Firms operating under monopolistic competition usually have to engage in advertising. Firms are often in fierce competition with other (local) firms offering a similar product or service, and may need to advertise on a local basis, to let customers know their differences. Common methods of advertising for these firms are through local press and radio, local cinema, posters, leaflets and special promotions.
Monopolistically competitive firms are assumed to be profit maximisers because firms tend to be small with entrepreneurs actively involved in managing the business.
There are usually a large numbers of independent firms competing in the market.
At profit maximisation, MC = MR, and output is Q and price P. Given that price (AR) is above ATC at Q, supernormal profits are possible (area PABC).

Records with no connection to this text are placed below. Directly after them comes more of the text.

PR #920, opened 2026-05-01
feat(SmurfControl): Add ac_dc_mode cfg option for flux ramp coupling (#510)

### LINKED ISSUE #510: User should be able to specify AC/DC flux ramp mode in their experiment.cfg file.
What the title says.

ruck314:
## Summary

Closes #510.

Lets users specify the cryocard flux ramp AC/DC coupling mode from `experiment.cfg`. The hardware control (`CryoCard.set_ac_dc_relay`, added in #706) already existed but was never wired into `setup()` — the relay state was whatever the cryocard powered up with.

- `python/pysmurf/client/base/smurf_config.py` — add `Optional('ac_dc_mode', default=None)` to the `flux_ramp` schema, validated against `"AC"` / `"DC"` (case-insensitive).
- `python/pysmurf/client/base/smurf_config_properties.py` — load and expose as `flux_ramp_ac_dc_mode` property (uppercases on set; `None` when the key is absent).
- `python/pysmurf/client/base/smurf_control.py` — in `setup()`, after the existing cryocard try/except, drive the relay if the user supplied a value. Inside its own `try/except` so it does not abort `setup()` on systems with no cryocard.
- `cfg_files/template/template.cfg` — commented example documenting the new key.

When the cfg key is **absent**, `setup()` does not touch the relay, so every existing cfg file continues to behave exactly as before.

## Example usage

```jsonc
"flux_ramp" : {
    "num_flux_ramp_counter_bits" : 32,
    "ac_dc_mode" : "AC"   // or "DC"
},
```

## Out of scope

- The `select_ramp` cfg key still appears in some cfg files but is not in the schema and is not loaded at runtime. Orthogonal to #510 — left untouched.
- `flux_ramp_setup()` in `smurf_util.py` — AC/DC is a one-time hardware-init concern, not a per-ramp parameter.

## Test plan

- [x] `flake8 --count python/` — 0 findings (matches `.github/workflows/test-or-deploy.yml`)
- [x] Schema round-trip:
  - Cfg with no `ac_dc_mode` validates and `S.flux_ramp_ac_dc_mode is None`
  - `"AC"` / `"DC"` accepted; mixed case (`"Dc"`) accepted (case-insensitive)
  - `"bogus"` rejected as `SchemaError`
- [x] `cfg_files/template/template.cfg` still parses cleanly through the comment-stripping JSON loader
- [ ] Hardware smoke test on a system with a real C02/C04 cryocard:
  - Run `setup()` with `"ac_dc_mode": "AC"`, then `S.get_cryo_card_ac_dc_mode()` returns `"AC"`
  - Run again with `"DC"`, confirm `S.get_cryo_card_ac_dc_mode()` returns `"DC"`
  - With key absent, confirm no AC/DC log line and no relay write

### DIFF
--- a/cfg_files/template/template.cfg
+++ b/cfg_files/template/template.cfg
@@ -250,6 +250,10 @@
 "flux_ramp" : {
 	"select_ramp" : 1,
 	"num_flux_ramp_counter_bits" : 32
+	# "ac_dc_mode" : "DC"  # Optional. "AC" or "DC". Sets the cryocard
+	                       # flux ramp coupling relay during setup().
+	                       # If omitted, the relay is left in its
+	                       # current state. See issue #510.
 },
 
 "constant" : {
--- a/python/pysmurf/client/base/smurf_config.py
+++ b/python/pysmurf/client/base/smurf_config.py
@@ -729,7 +729,12 @@ class SmurfConfig:
         #### Start specifying flux ramp-related
         schema_dict["flux_ramp"] = {
             # 20 bits for the C0 RTMs, 32 bits for the C1 RTMs.
-            "num_flux_ramp_counter_bits" : And(int, lambda n: n in (20, 32))
+            "num_flux_ramp_counter_bits" : And(int, lambda n: n in (20, 32)),
+            # Cryocard flux-ramp coupling: "AC" or "DC". Case-insensitive.
+            # If omitted, setup() leaves the relay in whatever state the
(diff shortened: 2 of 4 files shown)


ruck314:
Closing in light of Tristan's refactor proposal. Stage 4 replaces smurf_config.py / smurf_config_properties.py / template.cfg and the cfg_files layout with a single inherited config schema, so this belongs in the new schema rather than in code slated for deletion. Leaving #510 open.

As new firms enter the market, demand for the existing firm’s products becomes more elastic and the demand curve shifts to the left, driving down price. Eventually, all super-normal profits are eroded away.

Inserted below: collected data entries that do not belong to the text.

PR #2, opened 2024-11-12
init: repo structure

steveej:
the repository will support multiple different languages

nix
- [x] nix
- [x] nixos host
- [ ] nixos shared host module
- [ ] nixos integration test with shared module

rust
- [ ] binary
- [ ] library

IaC tooling structure or defer?
- [ ] pulumi

### DIFF
--- a/.envrc
+++ b/.envrc
@@ -1,0 +1,12 @@
+#!/usr/bin/env bash
+# Used by https://direnv.net
+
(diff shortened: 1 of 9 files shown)


JettTech (approved):
I agree with the thinking expressed in your prior comment and think we can benefit from having this first iteration with the flake as our shared baseline in the default branch. Merge away!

Super-normal profits attract in new entrants, which shifts the demand curve for existing firm to the left. New entrants continue until only normal profit is available. At this point, firms have reached their long run equilibrium.

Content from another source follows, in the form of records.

PR #35, opened 2024-12-10
Initial commit for HAL/inventory crate

mattgeddes:
This has the start of the HAL crate, which includes a binary to output similar JSON to the rector project for Nix. The docs have  a 2 line example showing how to pull the inventory, which the agent will compare against the previous inventory and push back to HQ in the event that it's different from the previous inventory. The crate can also be used to parse the inventory stored in the central database. It gives us a single, consistent view of the hardware and platform. 

There's more that we'll add over time, but this is a start. I'm separating the LED changes out into a separate PR.


steveej (commented):
submitting review items that i did last week. will revisit once more at least once to understand how the JSON informs the host configuration and how hardware-independent that can really be.

steveej (approved):
i did resolve the "merge conflicts" on github. it's _slightly_ different because of spaces. @mattgeddes i'll leave the decision to you whether you want to merge this or close it as the content has already landed.

PR #36, opened 2024-12-10
feat(flake,nix/{hosts,modules}): add hetzner cloud cpx compatible host

steveej:
this adds an opionated NixOS config for Hetzner's CPX11 VPS.


mattgeddes (approved):
Looks fine to me. I know that Hetzner uses KVM under the hood -- do we know which VM attributes they map into the DMI/SMBIOS space inside the VM guest? Specifically thinking about model and serial number info and anything useful they provide in the custom OEM strings section.

PR #38, opened 2024-12-16
Nats Baseline

JettTech:
>Nats PR#0

### Updates:
  - adds  `rust` dir
  - adds nats workload service
  - add nats holo-agent client
  - adds the following nats util-libs:
    - nats leaf-server setup service
    - nats client service
    - adds jetstream microservice
    - adds mongodb schema (and indexing setup) for workloads and hosts
    - adds mongodb interface
  - adds a script to set-up orchestrator servers and Operterator JWT Auth


mattgeddes (commented):
A few comments, but none that ought to hold up merging these changes.

I don't see any main functions or other program entry points below, and we never did any kind of review or spec for this PoC. So it's not obvious how all of these components fit together, nor how they fit in with the architecture and requirements that were defined earlier. When can I see the rest of the code alongside this in order to be able to review it more substantially?

zeeshan595 (approved):

steveej (commented):
nice progress on the structure and aligning on the initial scope :raised_hands: 

i just resolved the merge conflict with main so CI starts running here and you can start iterating on that independently.

even before this is merged i'd like to start implementing the first workload implementation on the host side. for that the minimal scenario that i need to understand how to set up and instrument is:

* minimal leaf node configuration for the holo-agent. i'm okay having that unauthenticated on `::1` or a unix socket if that's supported
* example for how i can send from the `nats` CLI where i can submit a workload request to the holo-agent as if it came from the orchestrator.

i'd greatly appreciate help with that :pray: 

that said, i also don't think we have to block this PR on the workload implementation as it can just remain a TODO in that part of the code.

thanks so far and looking forward to more :pray:

mattgeddes (approved):
Thanks Lisa!

steveej (approved):
great work, thank you :raised_hands: 

i did a few CI related things for/in this PR
* opened a [PR to make postbuildstepper case-insensitive](https://github.com/holochain/holochain-infra/pull/192) so you can run all of CI. it's already deployed though the PR is still to be approved and merged.
* resolved the clippy warnings
* added mongdodb and nats binaries to the rust-workspace test derivation so they can be used within rust tests

TODO (@JettTech): spin up a mongodb for each test instance with a randomly allocated port and either in-memory db or temporary file. we could postpone that into a subsequent PR and ignore/feature-gate the mongodb tests for now.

Clearly, the firm benefits most when it is in its short run and will try to stay in the short run by innovating, and further product differentiation.
Examples of monopolistic competition can be found in every high street.
Monopolistically competitive firms are most common in industries where differentiation is possible, such as:
The restaurant business
Hotels and pubs
General specialist retailing
Consumer services, such as hairdressing
The existence of monopolistic competition partly explains the survival of small firms in modern economies. The majority of small firms in the real world operate in markets that could be said to be monopolistically competitive.
Monopolistic competition can bring the following advantages:
Differentiation creates diversity, choice and utility. For example, a typical high street in any town will have a number of different restaurants from which to choose.
The market is more efficient than monopoly but less efficient than perfect competition - less allocatively and less productively efficient. However, they may be dynamically efficient, innovative in terms of new production processes or new products. For example, retailers often constantly have to develop new ways to attract and retain local custom.
There are several potential disadvantages associated with monopolistic competition, including:
Some differentiation does not create utility but generates unnecessary waste, such as excess packaging. Advertising may also be considered wasteful, though most is informative rather than persuasive.
As the diagram illustrates, assuming profit maximisation, there is allocative inefficiency in both the long and short run. This is because price is above marginal cost in both cases. In the long run the firm is less allocatively inefficient, but it is still inefficient.
The firm is allocatively and productively inefficient in both the long and short run.
There is a tendency for excess capacity because firms can never fully exploit their fixed factors because mass production is difficult. This means they are productively inefficient in both the long and short run. However, this is may be outweighed by the advantages of diversity and choice.
As an economic model of competition, monopolistic competition is more realistic than perfect competition - many familiar and commonplace markets have many of the characteristics of this model.